Poche cose in realtà: all'inizio voleva soltanto assaggiare i nuovi cibi.

Una mattina provai a darle uno spicchio di mela.

 

Eravamo sole in casa, l'avevo in braccio e intanto facevo colazione. Andava tutto bene, teneva lo spicchio in mano e ogni tanto gli dava una ciucciatina per vedere cos'era questo nuovo strano alimento.

D'un tratto qualcosa cambiò e cominciò ad agitarsi emettendo strani suoni: guardai lei, guardai la mela, ne mancava un pezzo. Si stava strozzando.

Provai a batterle dietro la schiena, niente. Provai a metterle un dito in gola ma niente; annaspava sempre di più e mentre io non sapevo cos'altro fare lanciai un urlo di terrore e disperazione rivolto alla Madonna.

Mi stava morendo li, tra le braccia, e non c'era nessuno che poteva aiutarmi.

Come per istinto in un ultimo tentativo la misi seduta sulle ginocchia, la schiena rivolta a me, e con le due mani unite premetti forte sotto lo sterno, un movimentodi compressione improvviso e un po' forte; ci mise tre o quattro interminabili secondi a sputare ad un paio di metri il pezzetto di mela che ostruiva la gola.

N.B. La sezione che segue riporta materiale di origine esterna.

PR #217, opened 2022-01-24
[Feature]Planning customization

weihesdlegend:
## Description
Provide a mechanism for users to customize plans at a refined level

## Root Cause
Towards our mission of providing more user customizations.

## Solution

## Testing

## Final Checks

### DIFF
--- a/assets/js/plan_template.js
+++ b/assets/js/plan_template.js
@@ -89,7 +89,8 @@ function tableToSlots() {
 async function postPlanTemplate() {
     document.getElementById("searchSpinner").classList.remove("visually-hidden");
     const location = document.getElementById('location').value.toString();
-    const locationFields = location.split(", ");
+    const locationFields = location.split(",");
+    locationFields.map(field => field.trim());
     let locationToPost = {}
     switch (locationFields.length) {
         case 2:
--- a/assets/js/plan_template.js
+++ b/assets/js/plan_template.js
@@ -27,11 +27,9 @@ function insertNewRow(start = '8', end = '10', category = 'Visit') {
     let attractionOption = document.createElement("option");
 
     let startTime = hourDropdown();
-    startTime.classList.add("form-select");
     startTime.value = start;
 
     let endTime = hourDropdown();
-    endTime.classList.add("form-select");
     endTime.value = end;
 
     cafeOption.text = "Eatery";
@@ -43,14 +41,13 @@ function insertNewRow(start = '8', end = '10', category = 'Visit') {
     select.value = category;
 
     newCell.append(select);
-
     newCell2.append(startTime);
-
     newCell3.append(endTime);
 }
 
 function hourDropdown() {
     let select = document.createElement("select");
+    select.classList.add("form-select");
     for (let hour = 8; hour < 20; hour++) {
         let option = document.createElement("option");
         option.text = hour.toString();
@@ -69,24 +66,26 @@ function tableToJSON() {
     )
 }
 
+function rowToSlot(row) {
+    return {
+        "category": row["Category"],
+        "time_slot": {
+            "slot": {
+                "start": parseInt(row["Start"]),
+                "end": parseInt(row["End"])
+            }
+        }
+    }
+}
+
 function tableToSlots() {
     const rows = tableToJSON()
     return rows.map(
-        function (row) {
-            return {
-                "category": row["Category"],
-                "time_slot": {
-                    "slot": {
-                        "start": parseInt(row["Start"]),
-                        "end": parseInt(row["End"])
-                    }
-                }
-            }
-        }
+        row => rowToSlot(row)
     )
 }
 
-async function postTemplate() {
+async function postPlanTemplate() {
     const location = document.getElementById('location').value.toString();
     const locationFields = location.split(",");
     let locationToPost = {}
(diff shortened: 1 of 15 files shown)


templates/plan_template.html
```diff
@@ -0,0 +1,159 @@
...
+
+                </table>
+            </div>
+        </div>
+
+        <div class="row">
+            <div class="btn-group-sm mb-3" role="group">
+                <button type="button" class="btn btn-outline-primary" id="add-row">add</button>
+                <button type="button" class="btn btn-outline-primary" id="remove-row">remove</button>
+                <button type="button" class="btn btn-outline-success" id="submit"> Search</button>
```
rwangsc18, line 129: How about aligning the value of `id` with its name? Maybe we can change the name from "Search" to "search", all lowercase, so it would be consistent with other buttons

assets/js/plan_template.js
```diff
@@ -0,0 +1,175 @@
...
+}
+
+function insertNewRow(start = '8', end = '10', category = 'Visit') {
+    const template = document.getElementById("template");
+    let newRow = template.insertRow(-1);
+    let newCell = newRow.insertCell(0);
+    let newCell2 = newRow.insertCell(1);
+    let newCell3 = newRow.insertCell(2);
+
+    let select = document.createElement("select");
```
rwangsc18, line 25: How about rename `select` as `categorySelect`?

assets/js/plan_template.js
```diff
@@ -0,0 +1,175 @@
...
+    await fetch(
+        url, {
+        method: "POST",
+        headers: {
+            'Content-Type': 'application/json'
+        },
+        body: JSON.stringify(data)
+    }
+    ).then(response => response.json())
+        .then(
```
rwangsc18, line 122: Are we using this promise chain with a series of `then()` in JS? https://javascript.info/promise-chaining
If so, how about use a different variable name such as `data` instead of `response` in line 123?

Line 123 could be `data => parseResponse(data)`.

assets/js/plan_template.js
```diff
@@ -0,0 +1,175 @@
...
+            }
+        }
+    )
+}
+
+function tableToSlots() {
+    const rows = tableToJSON()
+    return rows.map(
+        function (row) {
+            return {
```
rwangsc18, line 76: Maybe we could consider defining a new struct here to simplify codes between line 76 and 85. 
For example, we could define a struct or class in JS `Slot = {"attr": val, ...}`, a slot constructor `makeSlot(row)`.

rwangsc18: Then the return of tableToSlots() can be simplified into 
`return rows.map( row => makeSlot(row) )`

assets/js/plan_template.js
```diff
@@ -0,0 +1,175 @@
...
+    let select = document.createElement("select");
+    let cafeOption = document.createElement("option");
+    let attractionOption = document.createElement("option");
+
+    let startTime = hourDropdown();
+    startTime.classList.add("form-select");
+    startTime.value = start;
+
+    let endTime = hourDropdown();
+    endTime.classList.add("form-select");
```
rwangsc18, line 34: Could we also include modifying classList of `endTime` inside the function `hourDropdown()`, similar for the value attr?

assets/js/plan_template.js
```diff
@@ -0,0 +1,175 @@
...
+    cafeOption.text = "Eatery";
+    attractionOption.text = "Visit";
+
+    select.classList.add("form-select");
+    select.add(cafeOption);
+    select.add(attractionOption);
+    select.value = category;
+
+    newCell.append(select);
+
```
rwangsc18, line 46: Redundant empty line break?

rwangsc18 (commented):
Great job! I have also tried the customized search with more than 3 entries, and it works like a charm :)

I have left some comments or suggestions, and most of them are on JS syntax. Take a look and let me what you think.

assets/js/plan_template.js
weihesdlegend: Done.

assets/js/plan_template.js
weihesdlegend: We should always use `axios`! 👍🏼

weihesdlegend (commented):
@rwangsc18 Thanks for reviewing! Addressed the comments.

templates/plan_template.html
```diff
@@ -0,0 +1,167 @@
+<!DOCTYPE html>
+<html lang="en">
+
+<head>
+    <meta charset="UTF-8">
+    <meta name="viewport" content="width=device-width, initial-scale=1">
+    <title>Template</title>
+    <!--Bootstrap CSS-->
+    <link rel="stylesheet" href="assets/css/styles.css">
```
rwangsc18, line 9: If we place the link of our self-defined styles.css after bootstrap.css, we should have the proper height of banner.
For reference you can check the order of <link> in search_page.html.

weihesdlegend: Done

assets/js/plan_template.js
```diff
@@ -110,21 +109,16 @@ async function postTemplate() {
...
-        body: JSON.stringify(data)
-    }
-    ).then(response => response.json())
-        .then(
-            response => parseResponse(response)
-        )
-        .catch(
-            err => console.error(err)
-        )
+    axios.post(
```
rwangsc18, line 115: I see. axios does look a lot simpler

assets/js/plan_template.js
```diff
@@ -89,14 +89,15 @@ function tableToSlots() {
 async function postPlanTemplate() {
     document.getElementById("searchSpinner").classList.remove("visually-hidden");
     const location = document.getElementById('location').value.toString();
-    const locationFields = location.split(",");
+    const locationFields = location.split(", ");
```
rwangsc18, line 92: I see why we use ", " instead of "," as the separation symbol, because it takes care of the extra spaces in elements of `locationFields`.
Maybe we could use `locationFields = location.split(",").trim()`, because it can work with more cases?

rwangsc18 (approved):
Approved. I just left one more comment on the new changes.
We should be ready to merge this PR afterwards.

assets/js/plan_template.js
weihesdlegend: Great suggestion, but we cannot directly call trim after `split`. Added a `map` for trimming the fields

PR #218, opened 2022-01-30
Fix: Display error message if no valid plan can be found

weihesdlegend:
## Description

## Root Cause

## Solution

## Testing

## Final Checks

### DIFF
--- a/assets/js/plan_template.js
+++ b/assets/js/plan_template.js
@@ -119,7 +119,8 @@ async function postPlanTemplate() {
         function (response) {
             console.log(response.data);
             parseResponse(response.data);
-            document.getElementById("searchSpinner").classList.add("visually-hidden");
+            $('#searchSpinner').addClass("visually-hidden");
+            $('#no-valid-plan-error-msg').addClass('d-none');
         }
     ).catch(
         err => console.error(err)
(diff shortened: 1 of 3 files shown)


assets/js/plan_template.js
```diff
@@ -149,8 +150,9 @@ async function parseResponse(response) {
     console.log("Raw JSON response is", response);
 
     $(function () {
-        if (response["travel_plans"].length > 0) {
-            document.getElementById("results").classList.remove("d-none");
+        const resultsTable = document.getElementById("results");
+        if (response["travel_plans"]?.length > 0) {
```
rwangsc18, line 154: Curious what does "?" do here in if ().

weihesdlegend: Prevent the variable before `?` equals `null`

rwangsc18: Cool, learned something new! I have also searched a bit, and it is called optional chaining in JS guide. 
https://developer.mozilla.org/en-US/docs/Web/JavaScript/Reference/Operators/Optional_chaining

templates/plan_template.html
```diff
@@ -149,6 +149,10 @@ <h1 style="color: #24c1e0; text-align: center; background-color: whitesmoke">
             <tbody id="results-table-body">
             </tbody>
         </table>
+
+        <div class="d-flex d-none" id="no-valid-plan-error-msg">
```
rwangsc18, line 153: We may also consider using `alert` class in Bootstrap. It could help give consistent alert msg styles across different places, in case we add new ones in the future. 
https://getbootstrap.com/docs/5.0/components/alerts/

rwangsc18 (approved):
LGTM

templates/plan_template.html
weihesdlegend: Updated to use the alerts, looks so much better!

PR #220, opened 2022-02-06
[Enhancement]Filter places business status operational

weihesdlegend:
## Description
Due to recent events such as COVID-19, many business are affected. As such place data from Google Maps tend to change relatively more frequently. Therefore it is important we filter out business that are temporarily closed or permanently closed.

## Root Cause
Planning results contain temporarily closed or permanently closed places.

## Solution
Filter non-operational places in the search client.

## Final Checks

### DIFF
--- a/test/redis_client_mocks/nearby_search_test.go
+++ b/test/redis_client_mocks/nearby_search_test.go
@@ -8,7 +8,7 @@ import (
 
 func TestGetPlaces(t *testing.T) {
 	// set up data
-	places := make([]POI.Place, 3)
+	places := make([]POI.Place, 4)
 	places[0] = POI.Place{
 		ID:               "1001",
 		Name:             "Empire state building",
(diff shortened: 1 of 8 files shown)


test/redis_client_mocks/nearby_search_test.go
```diff
@@ -60,10 +76,11 @@ func TestGetPlaces(t *testing.T) {
 	// test normal cases
 	nycLatLng := POI.Location{Longitude: -74.006000, Latitude: 40.712800}
 	placeSearchRequest := iowrappers.PlaceSearchRequest{
```
rwangsc18, line 78: Great to see you have added more test cases. It seems that we are testing with multiple scenarios in this function, because there are different requests? Unless tests have dependencies with each other, it probably makes the future maintenance life easier if we split them into smaller tests.

rwangsc18 (commented):
Changes look good to me. 
Left one comment regarding with the new test case.

test/redis_client_mocks/nearby_search_test.go
weihesdlegend: Done

rwangsc18 (approved):
Approved

PR #222, opened 2022-02-08
Adjust styles of plan customization result tables 

weihesdlegend:
## Description
Align look and feel of plan customization result tables with those in the search results page


rwangsc18 (approved):
LGTM

PR #224, opened 2022-02-25
Preload city list when server starts

weihesdlegend:
## Description
Reduce backend calls to get city list when user types in the location

## Solution
Load city list when server starts

## Testing

## Final Checks

### DIFF
--- a/planner/planner_APIs.go
+++ b/planner/planner_APIs.go
@@ -30,6 +30,8 @@ const (
 	PhotoApiBaseURL    = "https://maps.googleapis.com/maps/api/place/photo?maxwidth=400&photo_reference=%s&key=%s"
 )
 
+var geocodes map[string]string
+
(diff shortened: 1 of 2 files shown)


planner/planner_APIs.go
```diff
@@ -30,6 +30,8 @@ const (
 	PhotoApiBaseURL    = "https://maps.googleapis.com/maps/api/place/photo?maxwidth=400&photo_reference=%s&key=%s"
 )
 
+var geocodes map[string]string
```
rwangsc18, line 33: I am curious what is the variable scope of `geocodes`. Is it a global variable for server application?

rwangsc18 (approved):
LGTM

planner/planner_APIs.go
weihesdlegend: It is a global variable.

PR #225, opened 2022-02-26
Fix the issue of seeing spinner when going back to the search page

rwangsc18:
## Description
The progress spinner was visible if we went back to the search page via hitting the back button on the browser. 
The spinner should be invisible in this case.

## Root Cause
Spinner DOM property was cached in the browser, and when the browser traverse back in history. The "visible" state is used for the spinner DOM.

## Solution
Add a new HTML event listener to hide the spinner whenever there is visibility change of the page.

## Testing
Manually tested with both fast loading and slow loading. Results are as expected.

## Final Checks

### DIFF
--- a/assets/js/search.js
+++ b/assets/js/search.js
@@ -46,5 +46,10 @@ locationSearchInput.addEventListener(
         }
     }
 )
+// hide spinner when switching pages
+const hideSpinner = function () {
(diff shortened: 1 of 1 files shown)


weihesdlegend (approved):
LGTM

Ho scoperto in questi giorni che era l'intervento giusto, la manovra da fare in questi casi: il corriere.it mise un video on-line per spiegare come fare dopo che un bimbo morì per aver ingerito un confetto, rimasto incastrato nella gola. Se non avessi fatto quel gesto sarebbe soffocata anche lei.

Non conoscendo la manovra é chiaro che qualcuno me l'ha suggerita, guidandomi mentre la eseguivo e penso sia dovuto all'unica persona alla quale ho chiesto aiuto in quel momento: Maria, la Madonna di Lourdes. Terrorizzata e tremolante La ringraziai e Le promisi che Le avrei portato Angelica.

Sono passati sette anni dall'episodio, sono in ritardo, ma questo fine settimana andiamo da Lei.

Perché le promesse vanno mantenute.

E perché un uomo vale quanto la sua parola.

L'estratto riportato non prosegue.